Why We Wrote Down Our Viewpoint

For the past 6 months, we’ve been building ThruWire, and along the way we kept running into the same set of problems over and over again. These weren’t edge cases or one-off bugs, they were fundamental issues that show up as soon as you try to move beyond a demo and actually rely on AI to do real work.

What surprised us wasn’t that these problems existed. It was how consistently they appeared, regardless of model, stack, or approach. You get something working in a chat, you guide it carefully, you remind it what context to use and what to ignore, and eventually it produces something useful. But that result is fragile. The path that led to it isn’t preserved in a meaningful way. The context that made it work isn’t clearly defined. And the next time you try to do something similar, you have the same raw materials, maybe you have memories, but you still need to recreate the thread that got you there.

It feels like trying to catch lightning in a bottle, over and over again.

That experience led us to step back and ask a different question. Instead of asking how to get better outputs from models, we started asking why the systems around those models feel so unreliable, so hard to reuse, and so difficult to improve incrementally. The answer we kept coming back to was that most AI systems today aren’t really systems in the traditional sense. They’re sequences of calls, loosely connected by prompts and context, with very few hard guarantees about how they behave.

So we decided to write down our viewpoint.

This isn’t a marketing exercise, it’s a way to be explicit about what we believe is actually going wrong, and what has to change if AI is going to move from something you “use” in a chat to something you can depend on as part of a system.

A big part of that point of view is that most of what people experience as “non-determinism” in AI isn’t really coming from the model. It’s coming from the system. Context gets assembled slightly differently, dependencies resolve to different intermediate results, execution order shifts, and intermediate work isn’t preserved. When all of that is left implicit, two runs that look similar aren’t actually the same, and there’s no way to tell whether a difference in output came from the model or from everything around it. That makes debugging and trust fundamentally hard.

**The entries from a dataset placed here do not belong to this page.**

PR #199, opened 2020-07-29
Add update condition to reduce unnecessary re-render, combine individual set states into one

qlj-lijuan:
- add update condition in Page component
- set the statsvar titles when all statsvar info are received
- remove the unused field "search" in menu
- remove place state in search bar


static/js/tools/timeline_page.tsx
```diff
@@ -54,6 +54,18 @@ class Page extends Component<PagePropType, PageStateType> {
       statsVarValid: new Set(),
     };
   }
+  shouldComponentUpdate(nextProps, nextState) {
+    if (
+      JSON.stringify(this.state.statsVarInfo) !==
+        JSON.stringify(nextState.statsVarInfo) ||
+      this.state.places !== nextState.places ||
+      this.state.perCapita !== nextState.perCapita
+    ) {
```
shifucun, line 63: just "return ()"

qlj-lijuan: done

PR #201, opened 2020-07-30
Use new GetRelatedPlace() api for similar places and ranking

shifucun:
The new api is based on statsvar dcid and support query multiple statsvars in the same time. This boost the speed of ranking data fetch.

After this is pushed to prod, we can remove the old cache @Spaceenter 

Also get rid of legacy human readable stats var handling as they are removed from cache. @qlj-lijuan


server/main.py
```diff
@@ -49,6 +48,13 @@
 GCS_BUCKET = app.config['GCS_BUCKET']
 _MAX_SEARCH_RESULTS = 1000
 
+RANKING_STATS = {
```
beets, line 51: Please add a descriptive comment for this const.

server/main.py
```diff
@@ -274,42 +252,26 @@ def api_ranking(dcid):
...
-            'data': get_related_place(
-                dcid, 'CriminalActivities', 'count', 'measuredValue',
-                pvs_string='crimeType^UCR_CombinedCrime',
-                same_place_type=True, within_place=parent, is_per_capita=True)})
-
-    result['label'] = [
-        'Population', 'Median Income', 'Median Age', 'Unemployment Rate',
-        'Crime per capita']
+        crime_statsvar = {
+            'Count_CriminalActivities_CombinedCrime': 'Crime per capita'}
```
beets, line 264: Should this be part of RANKING_STATS as well?

server/services/datacommons.py
```diff
@@ -62,7 +62,7 @@
     'get_place_obs': '/bulk/place-obs',
     'get_chart_data': '/node/chart-data',
     'get_stats': '/bulk/stats',
-    'get_related_places': '/node/related-places',
+    'get_related_places': '/node/related-locations',
```
beets, line 65: Is this also temporary, to support the rollout?

server/main.py
shifucun: This one uses perCapita option while the rest does not. The API does not support mixed options, so need to make a separate call. Made an issue to improve on mixer side: https://github.com/datacommonsorg/mixer/issues/262

server/services/datacommons.py
shifucun: Yeah, now there are both /node/related-places and /node/related-locations API and cache data. The old one will be removed after rollout.

server/main.py
shifucun: Done

server/main.py
beets: I see, thanks for the clarification. Could you add a note to that here (or in RANKING_STATS above)

server/services/datacommons.py
beets: Cool. I'd prefer it if we kept /node/related-places at the end of the switch. :)

server/main.py
shifucun: Done

server/services/datacommons.py
shifucun: okay, added a todo

PR #208, opened 2020-07-30
Use regex to filter top NAICS code

shifucun:
image


static/js/browser/kg.js
```diff
@@ -803,7 +787,10 @@ function renderKGPage(
         let popDcids = [];
         if (key.includes("naics")) {
           for (const pop of popGroup[key]) {
-            if (TOP_NAICS.includes(pop["pvs"]["naics"])) {
+            if (pop["pvs"]["naics"].match(
+                /(NAICS\/10\d*|NAICS\/\d\d|NAICS\/\d\d-\d\d)/g
```
pradh, line 791: A few comments:

- Make this a constant and add some comments what this filters?

- I'm assuming match accepts RE2 pattern. But if unit-tests are already setup, adding a case would be nice.

- While this is a big improvement, there are a list of additional whitelisted NAICS that show up in the cache. Its okay to ignore for now, but worth adding a TODO?

shifucun: moved regex as constant. no unittest fo this yet, but i verified locally and attached screenshot in the PR description.

pradh: Thanks for the screenshot.

PR #213, opened 2020-07-30
Fix empty data issue when getting ranking data

shifucun:


server/main.py
```diff
@@ -260,10 +260,9 @@ def api_ranking(dcid):
         response = get_related_place(
             dcid, '^'.join(crime_statsvar.keys()), same_place_type=True,
             within_place=parent, is_per_capita=True)
-        for stats_var, label in crime_statsvar.items():
-            result[label].append({
-                'name': parent_names[parent],
-                'data': response[stats_var]})
+        for stats_var, data in response.items():
```
beets, line 263: I'm not sure I follow this change.. are you sure you want to use the crime_statsvar for all items in response?

shifucun: This is to mimic line 251, the stats_var (Count_CriminalActivities_CombinedCrime) here is from crime_statsvar which is different than RANKING_STATS.

The issue before is: for County, there is no crime data so the result from api is empty, calling response[Count_CriminalActivities_CombinedCrime] leads to exception. This way is more general, and if we add other stats var with perCapita option, they can just be added here, um, with the need of rename "crime_statsvar"

beets: oh gotcha. thanks for the explanation, sorry i missed that.

PR #216, opened 2020-07-30
Fix 0 range in d3 y axis plot

shifucun:
Current behavior:
image

With this fix:
image


beets:
Wow, it's really all 0...

PR #217, opened 2020-07-30
[Landing page] Fix issues with place types

beets:
Fix a few issues with new place types, in both the page subtitle and the child places.

image
image

### DIFF
--- a/static/js/place/place_template.tsx
+++ b/static/js/place/place_template.tsx
@@ -414,7 +414,9 @@ class ChildPlace extends Component<ChildPlacePropType, {}> {
         {Object.keys(this.props.childPlaces).map((placeType) => (
           <div key={placeType}>
             <div className="child-place-type">{pluralize(placeType)}</div>
-            {this.props.childPlaces[placeType].map((place, i) => (
+            {this.props.childPlaces[placeType]
+            .sort((a, b) => a.name > b.name)
+            .map((place, i) => (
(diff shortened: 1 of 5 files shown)


static/js/place/place_template.tsx
```diff
@@ -411,10 +445,13 @@ class ChildPlace extends Component<ChildPlacePropType, {}> {
...
       <React.Fragment>
+        <span id="child-place-head">Places in {this.props.placeName}</span>
         {Object.keys(this.props.childPlaces).map((placeType) => (
-          <div key={placeType}>
-            <div className="child-place-type">{pluralize(placeType)}</div>
-            {this.props.childPlaces[placeType].map((place, i) => (
+          <div key={placeType} className="child-place-group">
+            <div className="child-place-type">{pluralizedDisplayNameForPlaceType(placeType)}</div>
+            {this.props.childPlaces[placeType]
+            .sort((a, b) => a.name > b.name)
```
shifucun, line 453: can remove this sort() as input as already sorted

shifucun (approved):

static/js/place/place_template.tsx
beets: It seems to be sorted by population (maybe it's done in the mixer, but it's not in the website repo), but I think alphabetical is better (easier to scan and find a child place).

PR #223, opened 2020-07-31
Support multiple statsVars in the same UI node

qlj-lijuan:
- keep all the human readable statsVars in the PV-tree
- support multiple statsVars in statsvar_menu


static/data/statsvar_path.json
```diff
@@ -8679,13 +8679,27 @@
   6,
   2
  ],
+ "Count_Person_3OrMoreYears_Female_EnrolledInPrivateSchool": [
```
shifucun, line 8682: basically these are all the duplicate nodes so far

static/js/tools/timeline_util.ts
```diff
@@ -62,38 +62,41 @@ function updateUrl(param: UrlParam) {
   }
   // update statsVar
   if ("statsVar" in param) {
```
shifucun, line 64: I feel use an object/interface to wrap url data is very needed now. Can barely follow the if and else here :)

tools/pv_tree_generator/build_tree.py
```diff
@@ -50,39 +50,53 @@ def build_tree_recursive(pos, level, pop_obs_spec, stat_vars,
...
+                        value_blob['sv_set'] |= branch['sv_set']
+                        del branch['sv_set']
+                value_blob['c'] = len(value_blob['sv_set'])
+            else:
+                # if this is a duplicated statsVar
+                # append the statsVar to the right node, increase the count by 1
+                for child in result['cd']:
+                    if child['e'] == sv.pv[property_diff]:
+                        child['sv'].append(sv.dcid)
+                        child['c'] += 1
```
shifucun, line 98: might not need to increase the count here. the count is more of the UI node rather than the stats var count.

static/js/tools/timeline_util.ts
qlj-lijuan: I moved some logics into helper functions.

static/data/statsvar_path.json
qlj-lijuan: right

static/js/tools/timeline_util.ts
qlj-lijuan: I moved some logics into helper functions, hope it's easier to follow now

tools/pv_tree_generator/build_tree.py
qlj-lijuan: done.

qlj-lijuan:
> Thanks for the quick change. Please verify locally see if the health data can show up again.

Looks good now. Count_death is available.

static/js/tools/timeline_util.ts
shifucun: looks much better!

PR #224, opened 2020-07-31
Do not fold the menu when children are unselected

qlj-lijuan:


static/js/tools/statsvar_menu.tsx
```diff
@@ -154,7 +154,7 @@ class Node extends Component<NodePropType, NodeStateType> {
   private _handleHashChange() {
     const statsVarPathNext = [];
     let check = false;
-    let expand = false;
+    let expand = this.state.expanded;
```
shifucun, line 157: To confirm, once a node is expanded, it will keep expanded

qlj-lijuan: Right. Unless the user manually close it, or the page is refreshed.

PR #1172, opened 2021-10-09
[sustainability] add ability to run_server to start multiple instances

beets:
Added the following flags to run_server.sh:
-e for the environment
-p for the localhost port


shifucun (approved):
Thanks for adding this!

PR #1176, opened 2021-10-12
[scatter] Add density coloring

chejennifer:
screen-recording-_26_


beets:
Let's go ahead and merge this, and we can play with it on autopush :)

PR #1184, opened 2021-10-15
[cleanup] move types out of data_fetcher, and remove some dead code

beets:
data fetcher is included in most tools, so changes there are slow to compile, even though all imports except for timeline are only for types

also downgraded sort-import to a warning


shifucun (approved):
thanks for the clean up!

PR #1186, opened 2021-10-15
Temporarily use private dc config for sustainability.dc.org

beets:
So it can be auto-deployed to iea.datacommons.org


shifucun (approved):
Nice. Can monitor after this PR is submitted. Should auto pushed to iea.datacommons.org

PR #1188, opened 2021-10-15
[timeline] update to timeline chart controls

beets:
the current chart controls are perhaps too prominent, in that they are first on the top-left, which should be for "most important" things. moving it to below the chart, in line with our other tools, and under the legend where it gets a lot more "breathing room". all are totally technical terms :)

also renamed "delta" to "consecutive differences", and added labels so you can click on the text as well, expanding the click area of the checkbox.

image

### DIFF
--- a/static/js/chart/base.ts
+++ b/static/js/chart/base.ts
@@ -402,13 +402,6 @@ function dataGroupsToCsv(dataGroups: DataGroup[]): string {
   return result;
 }
 
-interface Range {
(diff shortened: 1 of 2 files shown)


shifucun:
In the screenshot, the band color is out of the chart box?

beets:
in the interest of time, i also fixed the overflowing model lines. sorry for skipping review on the commit..

image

Another piece is how we think about reuse. Everyone tries to cache AI outputs at some point. It works in simple cases and then quietly breaks as systems become more complex. The root issue isn’t that caching is hard or that models are probabilistic. It’s that most systems don’t have a real definition of what makes two executions “the same.” If identity is just “same prompt,” then as soon as you introduce dependencies, dynamic context, and structure, that definition collapses. Without a precise notion of execution identity, reuse is always either too aggressive or not aggressive enough, and you can’t safely build on prior work.

We also found ourselves questioning how context is handled. There’s a constant tension between starting fresh to avoid drift and carrying forward long histories to preserve continuity. In practice, both approaches degrade. Fresh runs lose useful work. Long-running contexts become messy, slow, and harder to reason about. What this exposed for us is that context is being treated as something to manage manually, instead of something the system should produce. If the system actually executes and materializes its dependencies, then context doesn’t need to be continuously appended. It emerges from the work that has already been done.

The same pattern showed up when we looked at reasoning. There’s a lot of emphasis on chain-of-thought as a way to understand what models are doing. But when we tried to rely on it, it became clear that what models stream isn’t their actual internal reasoning. It’s not the hidden state or the real scratch work. It’s a reconstruction, generated after the fact, optimized for readability. It leaves out the discarded paths and the real decision process. That makes it interesting to read, but not something you can build a system on. If reasoning is going to matter, it has to exist as structured, persistent state that can be inspected, reused, and refined, not just as text in a stream.

We saw something similar with the boundary between models and tools. The common pattern is that models think and tools act. But in practice, many “tools” require reasoning: transforming data, synthesizing outputs, coordinating multiple steps. At that point, either everything collapses back into a single opaque model call, or you allow tools themselves to incorporate reasoning. We think the second path is the only one that scales. It lets you build systems as compositions of smaller reasoning units instead of one large, monolithic one.

And finally, all of this comes back to the interface. Chat has become the default way to interact with AI, and it’s incredibly powerful for exploration. But it’s also inherently ephemeral. It exposes a stream of messages, not a structured system. Streaming tokens makes things feel faster, but it doesn’t solve the underlying problem that the system’s state isn’t clearly defined or preserved. Once you try to build something more complex, you feel that limitation immediately.

Our point of view is that there’s a different way to work with AI, one that is less about conversations and more about execution. Where work is structured, state is explicit, identity is defined, and results can be reused and improved over time.

That’s what we’re building toward with ThruWire.

Writing this down is our way of being clear about where we stand and what we think needs to change. We expect parts of it to be wrong or incomplete. But these are the constraints that have held up for us so far, and they’re the ones shaping the system we’re building.

If any of this resonates, you’ve probably run into the same problems we have.